Question

In a cylindrical water tank here are two small holes Q and P on a wall at a depth of ${h_1}$ from upper level of water and at a height of ${h_2}$ from a lower end of the tank , respectively, as shown in diagram. Water coming out of both the holes strikes the ground at the same point. The ratio of ${h_1}$ and ${h_2}$ is

$\left( A \right)1$
$\left( B \right)2$
$\left( C \right) > 1$
$\left( D \right) < 1$

Answer 1

Hint:The word efflux means fluid outflow. Apply the Torricelli equation to find the speed of efflux. Then apply the kinematic equation to determine its efflux velocity. Find the time taken by the efflux liquid to reach the floor. Apply the time equations in the kinematic equation to get the ratios of ${h_1}$and ${h_2}$.

Formula used:
$v = \sqrt {2gh} $
$s = ut + \dfrac{1}{2}a{t^2}$
Where $v$ is the efflux velocity, $h$ is the height of the cylinder, $a$ is the acceleration and $t$ is the time.

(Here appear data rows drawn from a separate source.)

PR #827, opened 2026-03-25
Improve asset directory identification

twostars:
Rather than duplicate, move core logic into AppThread for reuse. Additionally, rather than the default directory simply being up a level, first check the default directory exists in the current working directory, and then check if it exists in the parent directory.

Any other changes are purely intended to restructure for sharing the logic, it doesn't intend to behave any different.


src/shared/globals.h
```diff
@@ -9,8 +9,16 @@
...
+// Default location of server MAP directory, where .SMDs (server maps) reside.
+inline constexpr char DEFAULT_MAP_DIR[]              = "MAP";
+
+// Default location of server QUESTS directory, where Ebenezer's quest/event scripts (.EVTs) reside.
+inline constexpr char DEFAULT_QUESTS_DIR[]           = "QUESTS";
+
+// Default location of server event directory, where AI server's event scripts (.EVTs) reside.
+// This is the MAP directory by default.
+// NOTE: We have the AI server EVTs in the MAP dir by default. We only separate Ebenezer's EVTs into QUESTS.
+inline constexpr char DEFAULT_EVENT_DIR[]            = "MAP";
```
kenner2: Feels weird to have this as a separate var.  Good to have documented, but I don't think there's a good reason to have the string stored twice.  Is there a way we can do it as an alias/macro instead?

twostars: Not unless we swap them all to string_views, which we could do I guess

src/shared/globals.h
```diff
@@ -9,8 +9,16 @@
 
 #include <cstdint>
 
-inline constexpr char DEFAULT_MAP_DIR[]              = "../MAP/";
-inline constexpr char DEFAULT_QUESTS_DIR[]           = "../QUESTS/";
+// Default location of server MAP directory, where .SMDs (server maps) reside.
```
kenner2, line 13: Should all of these vars be in shared-server, instead of shared?

src/Server/shared-server/AppThread.h
```diff
@@ -88,6 +88,28 @@ class AppThread : public Thread
...
+	/// \brief Identifies an asset directory location, prioritising command-line > INI > defaults.
+	/// \param identifierName		Identifier name of a directory to be used for logging. e.g. "MAP"
+	/// \param commandLineDirectory	The directory passed to the command-line, if applicable. First in priority order.
+	/// \param configDirectory		The directory as stored in the INI config, if applicable. Second in priority order.
+	/// \param defaultDirectory		The default directory location, relative to the current working directory (e.g. ./MAP/).
+	///								As a fallback, will try the directory above (e.g. ../MAP/).
+	///								Last in the priority order.
+	/// \param outputPath			Path to output the final identified directory to.
+	/// \returns true when successful, false otherwise
+	AssetDirSource IdentifyAssetDir(const std::string_view identifierName,
```
kenner2: Should this be in a utility file instead of tied to the AppThread class?

src/shared/globals.h
twostars: There's no equivalent header currently and I think by itself, it's not really worth the hassle of introducing one. Maybe if there were more to shift in with it, but just for this I don't think it's worth

PR #829, opened 2026-04-04
UI Update - Hover Button Reset

### LINKED ISSUE #406: Button state is not reset when a closed UI element re opened
Opening UI and closing it causes button state to saved and when user opens it for the second time, button state is not started from default. In other words, on the second,third openings button seems as hovered. ( generally close button, did not see that behaviour on other buttons ).

reignsprime:
The UI hover button (X) state was not being reset when the window was being closed. 

## Pull request type

- [X] Bugfix
- [ ] Feature
- [ ] Build related changes

When you click X to close a window, the hover state is not being removed. When you open the window again, the hover state remains.

## What is the new behaviour?
When you click X to close a window it resets the state to normal. When the window is reopened it does not have the hover state.

To fix #406 
Change the called stated from on to normal. This was the bug causing the problem.

No

## Checklist

### DIFF
--- a/src/N3Base/N3UIButton.cpp
+++ b/src/N3Base/N3UIButton.cpp
@@ -192,7 +192,7 @@ uint32_t CN3UIButton::MouseProc(uint32_t dwFlags, const POINT& ptCur, const POIN
 			if (m_pParent != nullptr
 				&& UI_STATE_BUTTON_DOWN == m_eState) // 이전 상태가 버튼을 Down 상태이면
 			{
-				SetState(UI_STATE_BUTTON_NORMAL);        // 버튼을 On 상태로 만든다..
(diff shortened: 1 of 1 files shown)


twostars:
The approach here I'm not sure of. Being charitable, if this specific instance is actually a bug (and I double-checked; the state here is the same in current clients), then you're still only fixing one cause of this issue.

The official way they handle this, is they recurse through all the buttons on close/hide, resetting their states back to 'normal'.

As-is, yours will catch this specific case and reset it when the UI is shown again, but there's other reasons than just the explicit button click breaking the state here.

As such, I feel like the safest thing to do in this instance would just be to follow the offiical behaviour; reset all button states, rather than try to tweak this specific button's state. That way we can be sure the issue as a whole isn't a problem in *any* case, and we won't cause any unintended side-effects.

PR #831, opened 2026-04-07
Client - Clan leader line

reignsprime:
## Pull request type

- [X] Bugfix

The green clan leader line does not appear under the character name. Refer to #374.

## What is the new behaviour?
The green clan leader line appears if the character is a clan leader.

The packet was in the code, however it was commented out in GameProcMain.
Moved the character overhead information into CPlayerBase::RenderOverhead

No

## Demo
567234497-5d423a0d-3f2c-4b7e-a4c2-f170566a98d8

## Checklist

### DIFF
--- a/src/Client/WarFare/GameDef.h
+++ b/src/Client/WarFare/GameDef.h
@@ -419,18 +419,17 @@ struct __TABLE_PLAYER;
 
 struct __InfoPlayerOther
 {
-	int iFace;                  // Face type
-	int iHair;                  // Hair type
+	int iFace;             // Face type
+	int iHair;             // Hair type
 
-	int iCity;                  // Affiliated city
-	std::string szKnights;      // Clan name
-	int iKnightsGrade;          // Clan grade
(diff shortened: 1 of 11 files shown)


twostars:
This all looks fine enough, but I really don't like the `KnightsDuty()` virtual method. This seems... really hacky.

I think the better approach here, would be to have it behave slightly more like official where this logic ends up split up a little, so this stuff isn't running under `CPlayerBase::Render()` in the first place.

Officially, all of the overhead rendering ends up moved into its own virtual method anyway, which then means all related code gets implemented as needed per player type (NPC, other player, 'self').

I think this would probably be the better play here, to just shift it out and call it appropriately, even though it is a little bit more work to split it up. Then all related logic runs as appropriate, and not just the awkward `KnightsDuty()` call.

`KnightsDuty()` just seems excessive and hacky; short of splitting it up, it just being left in `__InfoPlayerBase` is more worth it IMO.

Complete step by step answer:
Consider a cylindrical water tank containing water with two holes at a position P and Q. P is placed at the height ${h_2}$from the ground level and Q is placed at height ${h_1}$from the top of the cylindrical tank. H is the height of the cylinder. Water coming from both holes P and Q strike the ground at the same point. By drawing a trajectory, we come to know its range is the same for both the liquids coming out the holes.
Now apply the Torricelli equation to the liquids coming out the holes. ${v_1}$ is the efflux velocity at point Q and ${v_2}$ is the efflux velocity at point P.
${v_1} = \sqrt {2g{h_1}} $
\[{v_2} = \sqrt {2g\left( {H - {h_2}} \right)} \]
We know that the range is same for the liquids coming out the holes
${R_1} = {R_2}$
Apply the kinematic equation $s = ut + \dfrac{1}{2}a{t^2}$.
No acceleration in the horizontal direction. Hence,
$R = ut$
${v_1}t = {v_2}t.....\left( 1 \right)$ (Since ${R_1} = {R_2}$)
Time taken by the liquids coming out the holes at the points P and Q.
${t_1} = \dfrac{{\sqrt {2\left( {H - {h_1}} \right)} }}{g}$
${t_2} = \sqrt {\dfrac{{2{h_2}}}{g}} $
Where g is acceleration due to gravity.
Apply ${t_1}$ and ${t_2}$in$eq\left( 1 \right)$ we get,
$\left( {\sqrt {2g{h_1}} } \right)\left( {\dfrac{{\sqrt {2\left( {H - {h_1}} \right)} }}{g}} \right) = \sqrt {2g\left( {H - {h_1}} \right)} \sqrt {\dfrac{{2{h_2}}}{g}} $
We get,
$\left( {H - {h_1}} \right){h_1} = \left( {H - {h_1}} \right){h_2}$
Therefore \[{h_1} = {h_2}\]
$\dfrac{{{h_1}}}{{{h_2}}} = 1$

Hence option$\left( 1 \right)$ is the right option.

Note:Torricelli discovered the speed of efflux from an open tank is given by the formula identical to that of a freely falling body. Efflux means fluid outflow. Bernoulli’s equation applies to fluids with zero viscosity or non-viscous fluid. Bernoulli’s equation does not hold for turbulent flows, because in that situation velocity and pressure are constantly changing with time.